_Saved entries_.
BEGIN

PR #127, opened 2017-06-06
Big refactor of the I/O discipline. The big change is that reading

ekr:
is a lot less greedy.

- Build a generic framed data state machine used by both the
  record and the handshake layers.

- Allow Read() to return whenever any data is available rather
  than when all the data is available.

- The frameReader can return frameWouldBlock when it tries
  to read off a reader and gets 0 bytes. This is handled
  in the upper layers by looping and controlled by a Nonblocking
  config parameter.

This code doesn't support nonblocking at the top-level API yet,
but I'll be adding that next.

### DIFF
--- a/conn.go
+++ b/conn.go
@@ -74,6 +74,7 @@ type Config struct {
 	NextProtos       []string
 	PSKs             PreSharedKeyCache
 	PSKModes         []PSKKeyExchangeMode
+	NonBlocking      bool
 
 	// The same config object can be shared among different connections, so it
 	// needs its own mutex
@@ -185,6 +186,7 @@ type Conn struct {
 	EarlyData []byte
 
 	state             StateConnected
+	hState            HandshakeState
 	handshakeMutex    sync.Mutex
 	handshakeAlert    Alert
 	handshakeComplete bool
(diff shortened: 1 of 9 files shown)


frame-reader.go
```diff
@@ -0,0 +1,150 @@
...
+
+var frameReaderWouldBlock = fmt.Errorf("Would have blocked")
+
+type frameNextAction func(f *frameReader) error
+
+type frameReader struct {
+	conn        io.Reader
+	details     frameDetails
+	state       uint8
+	hdr         []byte
```
bifurcation: Nit: Would prefer this be spelled out, maybe even `cachedHeader`

frame-reader.go
```diff
@@ -0,0 +1,150 @@
...
+func (f *frameReader) readChunk() (hdr []byte, body []byte, err error) {
+	var buf []byte
+
+	// Loop until one of three things happens:
+	//
+	// 1. We process a record
+	// 2. We try to read off the socket and get nothing, in which case
+	//    return frameReaderWouldBlock
+	// 3. We get an error.
+	//
```
bifurcation: Nit: Extra line

frame-reader.go
```diff
@@ -0,0 +1,150 @@
...
+
+func (f *frameReader) needed() int {
+	tmp := (len(f.working) - f.writeOffset) - len(f.remainder)
+	if tmp < 0 {
+		return 0
+	}
+	return tmp
+}
+
+func (f *frameReader) readChunk() (hdr []byte, body []byte, err error) {
```
bifurcation: Nit: `readFrame` (since you always return a whole frame)

frame-reader.go
```diff
@@ -0,0 +1,150 @@
+// Read a generic "framed" packet consisting of a header and a
+// This is used for both TLS Records and TLS Handshake Messages
+package mint
+
+import (
+	"fmt"
+	"io"
+)
+
+type frameDetails interface {
```
bifurcation: Nit: I might prefer if this were named something related to "framing", since you're describing a framing scheme, instead of a frame.  Maybe just call it `framing`?

frame-reader.go
```diff
@@ -0,0 +1,150 @@
...
+	kFrameReaderHdr  = 0
+	kFrameReaderBody = 1
+)
+
+var frameReaderWouldBlock = fmt.Errorf("Would have blocked")
+
+type frameNextAction func(f *frameReader) error
+
+type frameReader struct {
+	conn        io.Reader
```
bifurcation: It seems like right now there are two ways for data to come into the `frameReader`, (1) from `conn`and (2) from `addChunk`.  It seems like you could potentially simplify this by getting rid of the `conn` option.  You would just be requiring the caller to explicitly pass chunks in from its reader.  But then you could probably simplify some of the logic here and fold it into addChunk (i.e., just have `addChunk` find all the complete frames in the extended byffer and either return them or buffer them).   Removing the `conn` option would also remove all the concerns around blocking.

```
for !fr.HasFrames() {
    in.Read(buf) // <-- wrap blocking logic around this
    fr.AddChunk(buf)
}
```

conn.go
```diff
@@ -185,6 +186,7 @@ type Conn struct {
 	EarlyData []byte
 
 	state             StateConnected
+	hState            HandshakeState
```
ekr: I'm not sure I follow this suggestion.

frame-reader.go
ekr: I did some of this.

I don't think you want to try to find *all* the frames because returning a bunch of frames is hard to manage, and you still need to know whether more data is needed to complete some partial frame. So, I did the first but not the second.

frame-reader.go
ekr: Not needed.

PR #129, opened 2017-06-15
Make the SendSessionTicket configuration parameter actually work.

ekr:
Note that this is an API change in that the default in the
configuration is for this value to be false. Thus, people who
were previously relying on the default (broken) behavior for
this configuration flag will not get session tickets. Alternately,
we can remove this config flag and replace it with one that
goes the other way.


ekr:
Something is actually wrong with this. Do not merge.

ekr:
Grr.... Problem in MINQ.

PR #130, opened 2017-06-19
Implement 1-RTT Exporter.

ekr:


ekr:
@bifurcation: I think this is ready but I'd like a review from @martinthomson first.

server-state-machine.go
```diff
@@ -785,6 +800,7 @@ type ServerStateWaitFinished struct {
 	handshakeHash       hash.Hash
 	clientTrafficSecret []byte
 	serverTrafficSecret []byte
+	exporterSecret      []byte
```
martinthomson: The duplication here is starting to look pretty bad.  Any reason why these state variables can't be bound up into a struct that can be reused?  This is probably a question for @bifurcation who created this miss in the first place.

conn.go
```diff
@@ -729,3 +727,20 @@ func (c *Conn) SendKeyUpdate(requestUpdate bool) error {
 func (c *Conn) GetHsState() string {
 	return reflect.TypeOf(c.hState).Name()
 }
+
+func (c *Conn) ComputeExporter(label string, context []byte, keyLength int) ([]byte, error) {
+	_, ok := c.hState.(StateConnected)
+	if !ok {
```
martinthomson: s/ok/connected/, as above

conn.go
```diff
@@ -729,3 +727,20 @@ func (c *Conn) SendKeyUpdate(requestUpdate bool) error {
 func (c *Conn) GetHsState() string {
 	return reflect.TypeOf(c.hState).Name()
 }
+
+func (c *Conn) ComputeExporter(label string, context []byte, keyLength int) ([]byte, error) {
```
martinthomson: Just to confirm: the plan is to add a `ComputeEarlyExporter` function for the early exporter and then to factor out the necessary parts of this function.

conn.go
martinthomson: That said, if you want to factor out the early exporter, then checking that the appropriate secret is non-nil will achieve the same goal.

conn.go
martinthomson: I just learned something about go today.  Apparently `string` is [essentially the same](https://blog.golang.org/strings) as `[]byte`.  I don't know what to do about that though.

conn_test.go
```diff
@@ -274,6 +274,12 @@ func assertKeySetEquals(t *testing.T, k1, k2 keySet) {
 	assertByteEquals(t, k1.key, k2.key)
 }
 
+func computeExporter(t *testing.T, c *Conn, label string, length int) []byte {
+	res, err := c.ComputeExporter(label, []byte{}, length)
```
martinthomson: The tests should exercise non-zero-length contexts.

conn.go
ekr: yeah

conn_test.go
ekr: I didn't expose non-zero length contexts. Do you think we need them?

ekr: Oh, never mind. Am idiot.

bifurcation:
Replaced by #135

PR #133, opened 2017-07-08
Support draft-21

bifurcation:
This just changes the version number and adds support for ticket nonces, which should be enough.  

However, draft-20 support never really got interop tested, so let's do some testing with other stacks before merging.

### DIFF
--- a/common.go
+++ b/common.go
@@ -1,7 +1,7 @@
 package mint
 
 var (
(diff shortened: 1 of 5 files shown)


bifurcation:
Merging based on bidirectional interop with the -21 implementation in OpenSSL master.

PR #135, opened 2017-07-14
Minq draft 21

ekr:


handshake-layer.go
```diff
@@ -173,10 +173,12 @@ func (h *HandshakeLayer) sendAlert(err Alert) error {
 
 func (h *HandshakeLayer) ReadMessage() (*HandshakeMessage, error) {
 	var hdr, body []byte
-	err := WouldBlock
+	err := error(nil)
```
marten-seemann: Better: `var err error`

conn.go
```diff
@@ -728,3 +729,33 @@ func (c *Conn) SendKeyUpdate(requestUpdate bool) error {
...
+	}
+
+	h0 := c.state.cryptoParams.Hash.New().Sum(nil)
+	tmpSecret := deriveSecret(c.state.cryptoParams, c.state.exporterSecret, label, h0)
+
+	hc := c.state.cryptoParams.Hash.New().Sum(context)
+	return HkdfExpandLabel(c.state.cryptoParams.Hash, tmpSecret, "exporter", hc, keyLength), nil
+}
+
+func (c *Conn) GetConnectionState() ConnectionState {
```
bifurcation: Nit: Think `State()` would be more aesthetic

conn.go
```diff
@@ -173,9 +173,10 @@ var (
 )
 
 type ConnectionState struct {
-	HandshakeComplete bool                // TLS handshake is complete
-	CipherSuite       CipherSuite         // cipher suite in use (TLS_RSA_WITH_RC4_128_SHA, ...)
-	PeerCertificates  []*x509.Certificate // certificate chain presented by remote peer
+	HandshakeState   string              // string representation of the handshake state.
+	CipherSuite      CipherSuiteParams   // cipher suite in use (TLS_RSA_WITH_RC4_128_SHA, ...)
+	PeerCertificates []*x509.Certificate // certificate chain presented by remote peer TODO(ekr@rtfm.com): implement
+	NextProto        string              // Selected ALPN proto
```
bifurcation: This is starting to look mighty similar to [`ConnectionParams`](https://github.com/bifurcation/mint/blob/master/state-machine.go#L70).  Is there some way to de-dup?

frame-reader.go
```diff
@@ -2,8 +2,7 @@
 // This is used for both TLS Records and TLS Handshake Messages
 package mint
 
-import (
-)
+import ()
```
bifurcation: Nit: You can just delete this line.

conn.go
ekr: Probably but I think too hard for this PR. See #136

END

_DIRECTIONS_. All lines in the preceding records that hold the word "shortened" need to be copied.

_ANSWER SPACE_.
(diff shortened: 1 of 9 files shown)
(diff shortened: 1 of 5 files shown)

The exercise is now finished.